In this context I love the words of God through the Apostle Peter when questioned as to why the final judgment had not yet come:
2 Peter 3:8,10,15 “But do not forget this one thing, dear friends:
With the Lord a day is like a thousand years, and a thousand years are like a
day. The Lord is not slow in keeping his promise, as some understand slowness.
He is patient with you, not wanting anyone to perish, but everyone to come to
repentance… But the day of the Lord will come like a thief. The heavens will
disappear with a roar; the elements will be destroyed by fire, and the earth
and everything in it will be laid bare…. Bear in mind that our Lord's patience
means salvation…”
When we keep in mind the truth about humanity; that we all deserve judgment, and the whole truth about God; that he is holy and just, much of our difficulty with God’s actions at Jericho disappear.

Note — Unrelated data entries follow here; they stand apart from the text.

PR #9685, opened 2024-01-12
fix(transitions router): attempt to find the clicked element within an open shadow root

### LINKED ISSUE #9670: Web component links do not trigger view transitions

lilnasy:
## Changes

- Closes #9670

## Testing
Added a test case.

## Docs
Does not affect usage.

### DIFF
--- a/packages/astro/components/ViewTransitions.astro
+++ b/packages/astro/components/ViewTransitions.astro
@@ -53,6 +53,9 @@ const { fallback = 'animate' } = Astro.props;
 	if (supportsViewTransitions || getFallback() !== 'none') {
 		document.addEventListener('click', (ev) => {
 			let link = ev.target;
+			if (ev.composed) {
+			    link = ev.composedPath()[0];
+			}
 			if (link instanceof Element) {
 				link = link.closest('a, area');
 			}
--- a/packages/astro/e2e/fixtures/view-transitions/src/pages/one.astro
+++ b/packages/astro/e2e/fixtures/view-transitions/src/pages/one.astro
@@ -12,6 +12,11 @@ import Layout from '../components/Layout.astro';
 	<a id="click-redirect-two" href="/redirect-two">go to redirect 2</a>
 	<a id="click-redirect-external" href="/redirect-external">go to a redirect external</a>
 	<a id="click-404" href="/undefined-page">go to undefined page</a>
+	<custom-a id="custom-click-two">
+		<template shadowrootmode="open">
+			<a href="/two">go to 2</a>
+		</template>
+	</custom-a>
 
 	<div id="test">test content</div>
 </Layout>
--- a/.changeset/weak-planes-help.md
+++ b/.changeset/weak-planes-help.md
@@ -1,0 +1,4 @@
+---
+"astro": patch
+---
+Fixes an issue where anchor elements within a custom component could not trigger a view transition.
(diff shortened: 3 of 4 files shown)


lilnasy:
!preview 9685

lilnasy:
!preview 9685

natemoo-re (approved):
Looks great, nice test!

packages/astro/e2e/fixtures/view-transitions/src/pages/one.astro
```diff
@@ -12,6 +12,11 @@ import Layout from '../components/Layout.astro';
 	<a id="click-redirect-two" href="/redirect-two">go to redirect 2</a>
 	<a id="click-redirect-external" href="/redirect-external">go to a redirect external</a>
 	<a id="click-404" href="/undefined-page">go to undefined page</a>
+	<custom-a id="custom-click-two">
+		<template shadowrootmode="open">
```
MoustaphaDev, line 16: I'm not familiar with custom elements, but is it required to have the ` shadowrootmode` set to "open" for this to work? If that's the case it would be a good idea documenting it

lilnasy: In the changeset, you mean?

MoustaphaDev: I meant somewhere in the VT docs as a note/warning maybe

packages/astro/components/ViewTransitions.astro
```diff
@@ -53,6 +53,9 @@ const { fallback = 'animate' } = Astro.props;
 	if (supportsViewTransitions || getFallback() !== 'none') {
 		document.addEventListener('click', (ev) => {
 			let link = ev.target;
+			if (ev.composed) {
```
martrapp, line 56: This may be superfluous, but on the other hand it can't hurt either.

packages/astro/e2e/fixtures/view-transitions/src/pages/one.astro
lilnasy: You're right. I could make a PR to docs after this.

Issue #7962, opened 2023-08-04
Routing error when navigating to path that includes an encoded forward slash


svensigmond:
### What version of `astro` are you using?

2.10.1

### Are you using an SSR adapter? If so, which one?

None

### What package manager are you using?

npm

### What operating system are you using?

Windows

### What browser are you using?

Firefox

### Describe the Bug

Given this folder structure:
```
src
-pages
--currencies
---[id].astro
```

When navigating to a route with an encoded forward slash, for example: `http://foo.com/currencies/eur%2Fusd`, the server returns a type error:

```
Expected "id" to be a string

dist/index.js:237:19


Stack Trace
TypeError: Expected "id" to be a string
    at Object.generate (project_path\node_modules\path-to-regexp\dist\index.js:237:19)
    at stringifyParams (project_path/packages/client/node_modules/astro/dist/core/routing/params.js:23:31)
    at findPathItemByKey (project_path/packages/client/node_modules/astro/dist/core/render/route-cache.js:74:21)
    at getParamsAndProps (project_path/packages/client/node_modules/astro/dist/core/render/params-and-props.js:19:29)
    at process.processTicksAndRejections (node:internal/process/task_queues:95:5)
    at async matchRoute (project_path/packages/client/node_modules/astro/dist/vite-plugin-astro-server/route.js:35:7)
    at async run (project_path/packages/client/node_modules/astro/dist/vite-plugin-astro-server/request.js:52:28)
    at async runWithErrorHandling (project_path/astro-boilerplate/packages/client/node_modules/astro/dist/vite-plugin-astro-server/controller.js:65:5)
    at async handleRequest (project_path/packages/client/node_modules/astro/dist/vite-plugin-astro-server/request.js:48:3)
```

This bug seems to have been introduced in the update from version **2.8.4** to **2.8.5**.

It is possible to reach the slugged page in version 2.8.4, although the id will not be present in `Astro.params`, which will return an empty object instead of  and object containing the id and value for the slug.

Please see the repo on Stackblitz and click the link on the home page to see the error.

### What's the expected result?

I would expect to be able to navigate to urls that have been encoded using `encodeURI()` or `encodeURIComponent()`. I also expect these url params to be present in `Astro.params`.

### Link to Minimal Reproducible Example

https://stackblitz.com/edit/github-mt9ply

### Participation

- [ ] I am willing to submit a pull request for this issue.

rishi-raj-jain:
[...]

PR #9696, opened 2024-01-14
fix(routing): supports encoded forward slashes in URI params

asdfjkalsdfla:
## Changes
Fix for #7962 

## Testing
Ran unit test & added new unit test

## Docs
If the user had a URI encoded `, ? : @ & = + $ # /` in the path, it will no longer be decoded automatically.


packages/astro/src/core/render/params-and-props.ts
```diff
@@ -64,7 +64,7 @@ function getRouteParams(route: RouteData, pathname: string): Params | undefined
 	if (route.params.length) {
 		// The RegExp pattern expects a decoded string, but the pathname is encoded
 		// when the URL contains non-English characters.
-		const paramsMatch = route.pattern.exec(decodeURIComponent(pathname));
+		const paramsMatch = route.pattern.exec(decodeURI(pathname));
```
natemoo-re, line 67: We've had many URI encoding issues in the past, so we tend to be very cautious when modifying any logic related to this.
 
Seems like using `decodeURI` here would break users who have encoded `, ? : @ & = + $ #` but potentially fix just users who have encoded `/`?

natemoo-re (changes requested):
I think #7962 is a valid issue, but it's not totally clear to me if this is the most robust fix. Would you mind adding some additional tests for the cases that are potentially broken by this change?

packages/astro/src/core/render/params-and-props.ts
asdfjkalsdfla: Yes, the change the behavior for users who have those symbols encoded in their parameter. But, it prevents encoded components from being interrupted as query params, uri params, location hash, etc... My gut is the change here is the right long-term strategy to prevent that class of bugs. (I also think may be issues with cache misses for these cases.)

I did think about adding automatic uri component decoding when accessing the parameter itself. However, I couldn't find a great spot to do that. The params object are used as part of the URI cache today, so, I can't encode it there and still have the cache work. There might be a spot to add this when accessing the value, but I don't know if that would cause other inconsistencies.

The behavior around this one was changed in a [minor release](https://github.com/withastro/astro/commit/4c7ba4da084d7508df91cbac03c2b099a8301e2b) in the past (i.e. from not decoded to decoded), so I leaned towards not making a more major refactor to keep backwards compatibility.

What do you think?

asdfjkalsdfla:
Also, happy to add the additional test coverage for these other cases. Will try to get those over tomorrow.

packages/astro/src/core/render/params-and-props.ts
ematipico: > Yes, the change the behavior for users who have those symbols encoded in their parameter

This will cause a breaking change for users who rely on `, ? : @ & = + $ #`. Not sure we can land this PR as is 🤔

natemoo-re:
Thanks again for the PR! I need to do a bit more digging on the original issue. The bug is totally valid but after testing this PR's `decodeURI` logic, I'm confident that this is not the correct fix.

We are technically decoding a URI Component rather than an entire URI here. The problem is probably higher up in the routing logic, decoding the `/` before we are able to match it to a route.

I'm going to close this PR, but I have put #7962 on my board and am hoping to investigate and fix it very soon.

When we read the Old Testament we must bear in mind the sinfulness of sin and the holiness and justice of God.
We can also, wonderfully, bear in mind the patience of God – patience that means salvation for those who respond.
This discussion today and for that matter Israel’s wars in the Old Testament, raise another issue I haven’t had time to address.
· Do other nations, even America, have the right to wage war?
· Can we rightly and safely assume that God is on our side?
Before the allied
invasion at Normandy in WWII General
Montgomery sent these words in closing in a message to his troops: “Let us
pray that the Lord Mighty in Battle will go forth with our armies, and that his
special providence will aid us in our struggle.”
General George Patton, on January 1, 1944 wrote his famous Soldier’s
Prayer in which he says, “God of our fathers, who by land and sea has ever led
us to victory, please continue your inspiring guidance in this the greatest of
our conflicts… Grant us victory, Lord.”
(in Craigie The Problem of War in the OT p33-34)
President Bush is not Joshua and America is not ancient Israel.
We are not under a “manifest destiny” to expel the enemy from the “Promised Land”.
Even Israel misunderstood its unique role and began to think it was entitled to God’s favor in war.
As God demonstrated to Joshua even before the battle of Jericho commenced, the issue was not whose side God was on but who was on God’s side – who was doing his will.
Jesus makes it clear that the Kingdom of God will not be brought in by mankind’s wars.
The Crusaders of the middle ages may not have been wrong to wage war but they were clearly wrong to wage it in God’s name.
War is not God’s invention it is man’s invention.
Mankind has no solution for the problem of evil except more evil.
We wage war to combat war.
At best, war is a necessary evil and we should consider it only with great humility.
But God has a solution for the problem of evil and war: It is called Salvation for the repentant and its called Judgment for the unrepentant.
In the end it will not be a matter of whether God is on our side or our enemy’s side, but whether we are on God’s side.
God’s call to us has always been and is still the same – repentance and faith.
There is coming a day when evil and war will cease to exist.
Theologian Millard Erickson writes:
“As Jurgen Moltmann has pointed out, one solution to the problem of evil is not how to explain evil, or explain it away, but to eliminate evil, thus removing the necessity of explaining it. Christianity has many themes for alleviating the reality of evil, such as God’s assumption of the effects of sin himself, in the incarnation. Yet (Christianity’s) greatest contribution to the resolution of the problem is the eschatological dimension, according to which, beyond this life there will be a great judgment in which justice will be administered and all evil and pain will be eliminated. The drama in which good and evil have been in conflict for so long will come to a satisfactory resolution.”